ESGOTO: Dez anos depois de iniciado o programa de despoluição, o estado só trata 25% do esgoto lançado na baía. A meta era tratar, até 1999, 58% do total.
PRAIAS DA BAÍA: Das 53 praias da baía, apenas quatro estão liberadas para o banho de mar. Os índices de coliformes fecais chegam a 1,6 milhão por cem mililitros, como em Botafogo.
ÁGUA: Dos 10 reservatórios construídos com o dinheiro do programa de despoluição, apenas um funciona. Os moradores vizinhos aos reservatórios vazios bebem água da chuva.
PESCA:O estoque de pescado caiu 40% desde o início do programa de despoluição, segundo a Federação dos Pescadores do Rio.
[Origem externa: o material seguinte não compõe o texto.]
PR #5320, opened 2026-04-03
fix xAI realtime update chat ctx

longcw:
this pr fixed issues
- `conversation.item.added` event always has the previous_item_id as None, causing the latest item being inserted at the top
- `conversation.item.deleted` event has item_id empty, causing "failed to delete item" error, in this fix we assume it's the first item in to queue
- input audio transcript was duplicated in the rt_session's chat item's content

### DIFF
--- a/livekit-plugins/livekit-plugins-xai/livekit/plugins/xai/realtime/realtime_model.py
+++ b/livekit-plugins/livekit-plugins-xai/livekit/plugins/xai/realtime/realtime_model.py
@@ -1,7 +1,5 @@
-import asyncio
 import os
 import time
-from collections import OrderedDict
 from typing import Any
 
 import aiohttp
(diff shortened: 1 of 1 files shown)


livekit-plugins/livekit-plugins-xai/livekit/plugins/xai/realtime/realtime_model.py
```diff
@@ -87,6 +96,9 @@ def __init__(self, realtime_model: RealtimeModel) -> None:
         self._xai_model: RealtimeModel = realtime_model
         self._session_connected_at: float = 0.0
 
+        # keep the order of item deletion futures
+        self._item_delete_future = OrderedDict[str, asyncio.Future]()
```
chenghao-mou: nit: we don't this override for Python 3.7+

chenghao-mou (approved):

A UFRJ estima redução de 20% por ano na pesca de camarão.
LIXO: Parte dos R$16 milhões de dólares destinados à construção de usinas de lixo e à ampliação da coleta foi desperdiçada em projetos fracassados.
GASTOS:As obras da estação de tratamento de esgoto de Alegria, a maior do programa, estão quase paradas. O contrato será reajustado em 30%, de R$98 milhões para R$128 milhões.
PARAÍSO:Um mangue de 20 quilômetros quadrados, único vestígio não degradado da orla, pode virar estação ecológica. Equivale a 5% do perímetro da baía.